— Listed entries —
= = = = = = =
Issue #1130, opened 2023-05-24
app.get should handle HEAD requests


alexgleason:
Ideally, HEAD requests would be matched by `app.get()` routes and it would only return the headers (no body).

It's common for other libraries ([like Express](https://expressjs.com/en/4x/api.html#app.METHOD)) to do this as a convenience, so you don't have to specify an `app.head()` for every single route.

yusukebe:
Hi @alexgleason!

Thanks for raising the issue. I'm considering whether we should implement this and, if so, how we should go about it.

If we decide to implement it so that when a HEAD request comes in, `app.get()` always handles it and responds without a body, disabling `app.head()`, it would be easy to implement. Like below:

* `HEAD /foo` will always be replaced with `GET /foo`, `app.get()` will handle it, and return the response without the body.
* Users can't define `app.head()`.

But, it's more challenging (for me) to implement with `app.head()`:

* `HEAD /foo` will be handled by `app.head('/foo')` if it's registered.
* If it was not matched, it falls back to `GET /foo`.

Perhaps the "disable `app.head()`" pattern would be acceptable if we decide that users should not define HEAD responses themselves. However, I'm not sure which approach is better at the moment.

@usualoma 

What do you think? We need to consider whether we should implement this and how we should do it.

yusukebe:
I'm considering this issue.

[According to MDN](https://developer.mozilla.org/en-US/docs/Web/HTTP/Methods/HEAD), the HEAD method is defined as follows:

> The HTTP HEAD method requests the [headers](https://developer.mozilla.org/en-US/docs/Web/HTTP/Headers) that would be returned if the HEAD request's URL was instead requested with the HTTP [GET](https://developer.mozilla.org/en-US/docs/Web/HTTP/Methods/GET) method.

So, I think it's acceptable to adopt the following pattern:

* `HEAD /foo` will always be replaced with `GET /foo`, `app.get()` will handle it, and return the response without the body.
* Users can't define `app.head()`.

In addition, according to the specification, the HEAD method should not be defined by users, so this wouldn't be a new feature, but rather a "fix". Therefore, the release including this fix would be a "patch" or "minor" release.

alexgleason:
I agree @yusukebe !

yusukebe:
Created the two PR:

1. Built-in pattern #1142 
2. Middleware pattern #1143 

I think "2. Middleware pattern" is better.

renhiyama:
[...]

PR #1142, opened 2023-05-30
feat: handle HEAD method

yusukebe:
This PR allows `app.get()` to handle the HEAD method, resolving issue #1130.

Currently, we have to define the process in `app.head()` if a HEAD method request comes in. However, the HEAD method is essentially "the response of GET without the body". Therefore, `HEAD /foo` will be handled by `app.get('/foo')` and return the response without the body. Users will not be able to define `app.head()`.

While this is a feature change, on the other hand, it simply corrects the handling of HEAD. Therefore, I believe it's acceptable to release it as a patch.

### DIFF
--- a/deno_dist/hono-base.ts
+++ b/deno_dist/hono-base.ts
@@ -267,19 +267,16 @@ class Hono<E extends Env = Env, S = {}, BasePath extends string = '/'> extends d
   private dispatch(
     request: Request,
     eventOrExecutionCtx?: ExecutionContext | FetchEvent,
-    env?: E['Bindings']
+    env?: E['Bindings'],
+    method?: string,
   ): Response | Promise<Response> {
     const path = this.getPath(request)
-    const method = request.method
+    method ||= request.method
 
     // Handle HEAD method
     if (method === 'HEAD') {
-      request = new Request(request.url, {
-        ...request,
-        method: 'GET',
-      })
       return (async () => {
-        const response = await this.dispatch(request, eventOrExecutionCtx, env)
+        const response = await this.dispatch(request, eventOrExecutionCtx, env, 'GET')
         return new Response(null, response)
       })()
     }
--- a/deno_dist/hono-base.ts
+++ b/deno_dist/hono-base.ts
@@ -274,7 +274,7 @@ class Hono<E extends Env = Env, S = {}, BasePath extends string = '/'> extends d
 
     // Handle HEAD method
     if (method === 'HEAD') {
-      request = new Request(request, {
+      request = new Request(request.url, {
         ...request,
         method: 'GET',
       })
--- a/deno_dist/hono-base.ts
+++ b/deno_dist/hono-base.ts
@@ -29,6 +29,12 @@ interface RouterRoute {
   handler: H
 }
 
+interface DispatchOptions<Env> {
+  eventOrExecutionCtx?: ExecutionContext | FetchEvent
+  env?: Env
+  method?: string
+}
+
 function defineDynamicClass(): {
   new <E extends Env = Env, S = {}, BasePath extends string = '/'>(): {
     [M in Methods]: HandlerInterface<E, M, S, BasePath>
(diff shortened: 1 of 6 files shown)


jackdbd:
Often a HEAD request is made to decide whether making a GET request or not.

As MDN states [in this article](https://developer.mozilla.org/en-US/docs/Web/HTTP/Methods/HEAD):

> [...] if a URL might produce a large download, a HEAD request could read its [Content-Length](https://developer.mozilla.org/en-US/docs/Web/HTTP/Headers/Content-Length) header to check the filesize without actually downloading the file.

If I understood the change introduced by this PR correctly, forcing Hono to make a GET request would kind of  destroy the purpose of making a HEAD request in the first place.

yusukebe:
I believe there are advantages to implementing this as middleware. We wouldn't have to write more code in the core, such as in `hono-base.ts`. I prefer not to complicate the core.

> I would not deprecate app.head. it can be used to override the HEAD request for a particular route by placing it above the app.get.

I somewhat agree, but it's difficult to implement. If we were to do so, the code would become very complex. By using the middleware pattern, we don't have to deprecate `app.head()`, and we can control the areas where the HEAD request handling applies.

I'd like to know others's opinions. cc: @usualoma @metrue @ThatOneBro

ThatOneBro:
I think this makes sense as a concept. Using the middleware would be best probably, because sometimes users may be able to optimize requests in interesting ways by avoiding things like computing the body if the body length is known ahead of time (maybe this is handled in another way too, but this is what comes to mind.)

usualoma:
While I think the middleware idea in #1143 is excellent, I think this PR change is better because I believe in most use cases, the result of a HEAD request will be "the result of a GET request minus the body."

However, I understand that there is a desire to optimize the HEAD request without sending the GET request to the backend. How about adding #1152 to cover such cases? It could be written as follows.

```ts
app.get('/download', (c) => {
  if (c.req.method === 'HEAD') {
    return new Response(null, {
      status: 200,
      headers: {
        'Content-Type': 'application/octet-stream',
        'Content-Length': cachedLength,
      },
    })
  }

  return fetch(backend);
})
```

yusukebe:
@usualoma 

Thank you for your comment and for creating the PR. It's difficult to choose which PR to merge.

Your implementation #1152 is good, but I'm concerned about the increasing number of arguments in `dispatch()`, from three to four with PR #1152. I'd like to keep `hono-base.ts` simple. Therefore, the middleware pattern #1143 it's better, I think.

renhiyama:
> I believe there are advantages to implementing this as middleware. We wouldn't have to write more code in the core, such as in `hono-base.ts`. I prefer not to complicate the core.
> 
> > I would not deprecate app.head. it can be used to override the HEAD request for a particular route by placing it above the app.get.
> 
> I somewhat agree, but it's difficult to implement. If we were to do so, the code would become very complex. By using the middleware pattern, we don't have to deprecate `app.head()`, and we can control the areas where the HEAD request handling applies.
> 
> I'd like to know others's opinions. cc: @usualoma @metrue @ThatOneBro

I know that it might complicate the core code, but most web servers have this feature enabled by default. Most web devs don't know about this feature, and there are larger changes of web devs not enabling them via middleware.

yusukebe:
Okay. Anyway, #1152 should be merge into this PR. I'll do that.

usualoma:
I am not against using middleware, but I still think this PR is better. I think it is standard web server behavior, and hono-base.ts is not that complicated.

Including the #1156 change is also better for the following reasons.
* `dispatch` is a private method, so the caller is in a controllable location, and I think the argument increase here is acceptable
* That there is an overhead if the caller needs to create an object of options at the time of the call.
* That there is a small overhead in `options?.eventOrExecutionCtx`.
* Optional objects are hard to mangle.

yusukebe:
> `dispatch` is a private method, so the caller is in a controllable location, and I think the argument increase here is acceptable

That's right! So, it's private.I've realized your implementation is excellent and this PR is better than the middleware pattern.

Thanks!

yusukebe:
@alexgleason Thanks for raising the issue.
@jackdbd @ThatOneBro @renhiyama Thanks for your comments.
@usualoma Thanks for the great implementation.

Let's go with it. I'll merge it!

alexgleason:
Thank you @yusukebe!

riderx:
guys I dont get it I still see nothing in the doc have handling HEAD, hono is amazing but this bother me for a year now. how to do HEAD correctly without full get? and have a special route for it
= = = = = = =
— The problem —
What you return should be the lines from the start of the data through the line with "Thanks for raising the issue. I'm", quoted exactly and nothing more.

— Response for this exercise —
Issue #1130, opened 2023-05-24
app.get should handle HEAD requests


alexgleason:
Ideally, HEAD requests would be matched by `app.get()` routes and it would only return the headers (no body).

It's common for other libraries ([like Express](https://expressjs.com/en/4x/api.html#app.METHOD)) to do this as a convenience, so you don't have to specify an `app.head()` for every single route.

yusukebe:
Hi @alexgleason!

Thanks for raising the issue. I'm considering whether we should implement this and, if so, how we should go about it.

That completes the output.